正则表达式在PDF文件中分割文本

时间:2023-01-22 21:10:53

I have a PDF file which I converted to .txt using an online tool. Now I want to parse the data in that and split it using regular expression. I am almost done but stuck at 1 point.

我有一个PDF文件,我用一个在线工具把它转换成。txt。现在我要解析数据,并使用正则表达式拆分它。

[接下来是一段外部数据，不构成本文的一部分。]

PR #283, opened 2019-12-03
Few improvs

Samira-El:
* Support date_overrides given in the configuration when doing FastSync.
* refactored type guessing a bit - no change in behavior.

### DIFF
--- a/tests/units/fastsync/test_fastsync_tap_s3_csv.py
+++ b/tests/units/fastsync/test_fastsync_tap_s3_csv.py
@@ -36,10 +36,10 @@ class TestFastSyncTapS3Csv(TestCase):
 
         def tap_type_to_target_type(tap_type):
             return {
-                'Bool': 'smallint',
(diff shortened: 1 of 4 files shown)


tests/units/fastsync/test_fastsync_tap_s3_csv.py
```diff
@@ -36,10 +36,10 @@ def setUp(self) -> None:
 
         def tap_type_to_target_type(tap_type):
             return {
-                'Bool': 'smallint',
-                'Integer': 'number',
-                'Decimal': 'number',
-                'String': 'varchar'
+                'boolean': 'boolean',
```
louis-pie: Should this not be varchar also ?

Samira-El: That's just a mocked function. it can be anything you want. It's injected when creating a class instance.

PR #290, opened 2019-12-27
Fix for transformation type Hidden - mysql

SaurabhJain2611:
Applied fix of hidden mask transformation issue - mysql


koszti:
thanks for this bugfix @SaurabhJain2611 . This is definitely something that we need to consider to merge. Unfortunately we don't merge PRs at this time of the year so still need to wait a few more days but will do in the very beginning of the new year.

PR #292, opened 2019-12-31
fixed issue when missing required PK not detected by post_import_tap_checks

koszti:
**Description**
If `primary_key_required` key not defined explicitly in the target YAML then `post_import_tap_checks` not reporting that source table has no PK.

**Reason**
`primary_key_required` is an optional parameter in the target YAMLs and defaults to `True` but `_run_post_import_tap_checks` expecting the default as `False`. This PR makes it to be in sync and adding some new tests to cover the scenario when `primary_key_required` is not explicitly defined in the target YAML.


Samira-El:
Looks good.

PR #293, opened 2020-01-03
support binary and varbinary columns in Mysql to SF fastsync

Samira-El:
Supporting binary and varbinary columns in Mysql sources when using fast sync.

Atm, I'm fetching the right pipelinewise-tap-mysql and pipelinewise-target-snowflake using git urls because the latest changes are not yet released on PyPi. I will update this PR once those changes are released, so this PR shouldn't be merged until then.

Last change to finish AP-111.

TODO before merge:
1- Update requirements files of pipelinewise-tap-mysql & pipelinewise-target-snowflake connectors.
2- bump pipelinewise minor

### DIFF
--- a/pipelinewise/fastsync/commons/tap_mysql.py
+++ b/pipelinewise/fastsync/commons/tap_mysql.py
@@ -1,3 +1,5 @@
+import codecs
+
 import pymysql
 import gzip
 import csv
@@ -144,8 +146,10 @@ class FastSyncTapMySql:
                             data_type,
                             column_type,
                             CASE
-                            WHEN data_type IN ('blob', 'tinyblob', 'mediumblob', 'longblob', 'binary', 'varbinary', 'geometry')
+                            WHEN data_type IN ('blob', 'tinyblob', 'mediumblob', 'longblob', 'geometry')
                                     THEN concat('hex(', column_name, ')')
+                            WHEN data_type IN ('binary', 'varbinary')
+                                    THEN COLUMN_NAME
                             WHEN data_type IN ('bit')
                                     THEN concat('cast(`', column_name, '` AS unsigned)')
                             WHEN data_type IN ('datetime', 'timestamp', 'date')
@@ -165,10 +169,11 @@ class FastSyncTapMySql:
             """.format(table_dict.get('schema_name'), table_dict.get('table_name'))
         return self.query(sql)
 
-
     def map_column_types_to_target(self, table_name):
         mysql_columns = self.get_table_columns(table_name)
-        mapped_columns = ["{} {}".format(pc.get('column_name'), self.tap_type_to_target_type(pc.get('data_type'), pc.get('column_type'))) for pc in mysql_columns]
+        mapped_columns = ["{} {}".format(pc.get('column_name'),
+                                         self.tap_type_to_target_type(pc.get('data_type'), pc.get('column_type'))) for
+                          pc in mysql_columns]
 
         return {
             "columns": mapped_columns,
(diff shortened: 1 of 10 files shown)


pipelinewise/fastsync/commons/tap_mysql.py
```diff
@@ -207,15 +212,37 @@ def copy_table(self, table_name, path):
...
+                                # ref: https://dev.mysql.com/doc/refman/8.0/en/binary-varbinary.html
+                                #
+                                # Leaving the trailing zeroes makes FT & Incremental behave differently than Binlog
+                                # and we end up with inconsistent state records.
+                                #
+                                # Example: for a binary value b'pk0'
+                                #   - Binlog would read it as b'pk0' then in HEX it would be b'706b30'
+                                #   - FT & Inc would read it as b'pk0\x00\x00\x00\x00....\x00' then in HEX
+                                #       it would be b'706b300000...0'
+                                stripped_utf8_elem = val.decode().rstrip('\x00').encode()
```
ivan-transferwise: The same code as in https://github.com/transferwise/pipelinewise-tap-mysql/pull/9
So same concerns apply here :)

pipelinewise/fastsync/commons/tap_mysql.py
```diff
@@ -207,15 +212,37 @@ def copy_table(self, table_name, path):
...
-                        utils.log("Exporting batch from {} to {} rows from {}...".format((exported_rows-export_batch_rows),exported_rows, table_name))
+                    if len(rows) == export_batch_rows:
+                        # Then we believe this to be just an interim batch and not the final one so report on progress
+                        utils.log(
+                            "Exporting batch from {} to {} rows from {}...".format((exported_rows - export_batch_rows),
+                                                                                   exported_rows, table_name))
 
                     # Write rows to file
                     for row in rows:
+                        row = list(row)
```
ivan-transferwise: If you just need to transform every element of the `row`, you can also simplify this code to one line by using `map()`

singer-connectors/tap-mysql/requirements.txt
```diff
@@ -1 +1 @@
-pipelinewise-tap-mysql==1.0.7
+-e git+https://github.com/transferwise/pipelinewise-tap-mysql.git@support-binary-cols#egg=pipelinewise-tap-mysql
```
ivan-transferwise: This is only for tests, right? In the final version you can put `1.1.1` here.

singer-connectors/target-snowflake/requirements.txt
```diff
@@ -1 +1 @@
-pipelinewise-target-snowflake==1.1.8
+-e git+https://github.com/transferwise/pipelinewise-target-snowflake.git@AP-111#egg=pipelinewise-target-snowflake
```
ivan-transferwise: same

pipelinewise/fastsync/commons/tap_mysql.py
koszti: is this the same functionality to the previously used mysql `HEX(...)` function that we do at export time at https://github.com/transferwise/pipelinewise/pull/293/files/a76d4e4609350f89b44a572c202c9d37b97dfe6b#diff-8086c1c0711f0b49a47a6c60db4e2260R150?

If yes, maybe we can leave it to MySQL because these operations usually faster doing in mysql than doing it by python.

Samira-El: > The same code as in [transferwise/pipelinewise-tap-mysql#9](https://github.com/transferwise/pipelinewise-tap-mysql/pull/9)
> So same concerns apply here :)

Check my comments in https://github.com/transferwise/pipelinewise-tap-mysql/pull/9



> is this the same functionality to the previously used mysql `HEX(...)` function that we do at export time [here](https://github.com/transferwise/pipelinewise/pull/293/files/a76d4e4609350f89b44a572c202c9d37b97dfe6b#diff-8086c1c0711f0b49a47a6c60db4e2260R149) ?
> 
> If yes, maybe we can leave it to MySQL because these operations usually faster doing in mysql than doing it by python.

I have thought of that, Hex is not enough to trim the extra 0s, I have spent 2-3 days looking for ways to trim using sql but nothing worked. So doing it using code was my last option. If you know how to do it please do share.

pipelinewise/fastsync/commons/tap_mysql.py
Samira-El: Not every element, just those of type bytes.

singer-connectors/tap-mysql/requirements.txt
Samira-El: I'll update this once the singer components are released.

singer-connectors/target-snowflake/requirements.txt
Samira-El: https://github.com/transferwise/pipelinewise/pull/293/files/a76d4e4609350f89b44a572c202c9d37b97dfe6b#r363235775

pipelinewise/fastsync/commons/tap_mysql.py
Samira-El: We can't trim after using hex because it would also trim zeros that are part of the data.

pipelinewise/fastsync/commons/tap_mysql.py
ivan-transferwise: `row = list(map(lambda val: codecs.encode(val.decode().rstrip('\x00').encode(), 'hex').decode("utf-8") if isinstance(val, bytes) else val, row))`
Didn't test it but should be smth like this

Samira-El: One liners are cool, but do they make an easily readable code?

我快做完了,但还是停留在一点上。

Example of data is:

数据的例子:

00 41 53 Bid Form – Design/Build (Single-Prime Contract)

27 05 13.23 T1 Services

I want to split it like : 00 41 53 Bid Form – Design/Build (Single-Prime Contract) and other is 27 05 13.23 T1 Services

我想把它拆分为:00 41 53投标表格-设计/建造(单主要合同)和其他27 05 13.23 T1服务

The regular Expression I'm using is [0-9](\d|\ |\.)*(\D)*

我使用的正则表达式是[0-9](\d|\ |\。)*(\ d)*。

It can have numbers with spaces and/or dots, then text which can be (letters, dot, comma, (, ), -, and digits).

它可以有空格和/或点的数字,然后可以是文本(字母、点、逗号、()、-和数字)。

I cannot match a string if it has number in it like the "T1 Services" above.

如果字符串中有像上面的“T1服务”那样的数字,则无法匹配字符串。

2 个解决方案

#1


2  

If I understood this correctly , you are trying to split by newline character .This is in C#.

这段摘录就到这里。